**ASSIGNED TASK:** The lines below starting at the line containing "PR #278, opened 2023-07-20" and ending at the line containing "fix: make sure the" are to be repeated exactly, with both ends kept and nothing else added.

Items from a dataset:
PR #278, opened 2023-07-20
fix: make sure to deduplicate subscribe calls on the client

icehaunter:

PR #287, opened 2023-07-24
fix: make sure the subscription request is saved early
* * *
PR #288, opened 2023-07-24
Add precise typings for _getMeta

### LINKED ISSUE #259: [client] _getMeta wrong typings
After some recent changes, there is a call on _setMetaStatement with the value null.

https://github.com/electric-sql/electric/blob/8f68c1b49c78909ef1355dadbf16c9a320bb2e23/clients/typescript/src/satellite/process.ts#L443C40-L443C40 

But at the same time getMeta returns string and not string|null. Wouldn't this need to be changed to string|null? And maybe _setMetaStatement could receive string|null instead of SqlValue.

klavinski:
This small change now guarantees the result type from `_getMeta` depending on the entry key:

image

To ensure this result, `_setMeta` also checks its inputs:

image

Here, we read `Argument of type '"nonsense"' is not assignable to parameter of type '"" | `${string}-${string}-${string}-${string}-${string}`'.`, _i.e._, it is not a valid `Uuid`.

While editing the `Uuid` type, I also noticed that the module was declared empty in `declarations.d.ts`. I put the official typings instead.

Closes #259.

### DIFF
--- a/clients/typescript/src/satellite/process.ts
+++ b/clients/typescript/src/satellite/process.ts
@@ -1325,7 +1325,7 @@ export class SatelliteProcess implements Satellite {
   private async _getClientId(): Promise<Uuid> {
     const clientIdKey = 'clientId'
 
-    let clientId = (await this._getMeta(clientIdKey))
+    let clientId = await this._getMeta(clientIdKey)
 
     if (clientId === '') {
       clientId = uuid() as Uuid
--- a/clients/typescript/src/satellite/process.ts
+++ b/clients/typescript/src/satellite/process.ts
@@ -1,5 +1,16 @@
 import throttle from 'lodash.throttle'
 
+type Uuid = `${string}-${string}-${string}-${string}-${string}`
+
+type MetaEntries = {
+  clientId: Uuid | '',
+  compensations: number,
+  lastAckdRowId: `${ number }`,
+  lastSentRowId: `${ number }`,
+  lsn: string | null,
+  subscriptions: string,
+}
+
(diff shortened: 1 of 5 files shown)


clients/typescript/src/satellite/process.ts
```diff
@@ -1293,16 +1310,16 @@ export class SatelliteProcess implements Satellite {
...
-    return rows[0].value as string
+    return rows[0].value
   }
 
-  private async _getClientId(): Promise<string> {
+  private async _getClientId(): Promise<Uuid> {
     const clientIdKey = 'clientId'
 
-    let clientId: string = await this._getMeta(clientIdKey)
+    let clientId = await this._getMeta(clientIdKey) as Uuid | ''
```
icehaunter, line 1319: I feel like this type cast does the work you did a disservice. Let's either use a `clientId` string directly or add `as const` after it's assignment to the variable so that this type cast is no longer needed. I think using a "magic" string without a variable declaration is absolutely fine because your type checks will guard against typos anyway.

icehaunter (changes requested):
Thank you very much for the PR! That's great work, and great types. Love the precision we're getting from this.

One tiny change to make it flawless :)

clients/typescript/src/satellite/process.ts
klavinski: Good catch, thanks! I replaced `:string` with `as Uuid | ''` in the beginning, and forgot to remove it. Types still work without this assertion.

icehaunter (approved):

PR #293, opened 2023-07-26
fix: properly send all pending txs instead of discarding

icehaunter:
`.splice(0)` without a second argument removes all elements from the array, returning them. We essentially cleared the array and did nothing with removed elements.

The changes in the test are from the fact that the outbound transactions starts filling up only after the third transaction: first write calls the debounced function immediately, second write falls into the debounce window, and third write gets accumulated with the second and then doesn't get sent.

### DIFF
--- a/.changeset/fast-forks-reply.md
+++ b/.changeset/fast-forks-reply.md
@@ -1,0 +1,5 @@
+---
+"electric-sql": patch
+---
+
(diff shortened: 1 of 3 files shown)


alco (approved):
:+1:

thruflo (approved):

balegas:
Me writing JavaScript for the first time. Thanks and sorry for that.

**ANSWER BELOW:**
PR #278, opened 2023-07-20
fix: make sure to deduplicate subscribe calls on the client

icehaunter:

PR #287, opened 2023-07-24
fix: make sure the subscription request is saved early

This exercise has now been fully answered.